## TRY IT:
Check the listing below line by line and report how many lines hold "Nagle", with no other words.

## RECORDED INFORMATION:

::::::::

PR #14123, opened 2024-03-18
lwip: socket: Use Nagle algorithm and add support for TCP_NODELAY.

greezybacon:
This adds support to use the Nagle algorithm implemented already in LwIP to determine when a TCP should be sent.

::::::::

## THE ANSWER:
2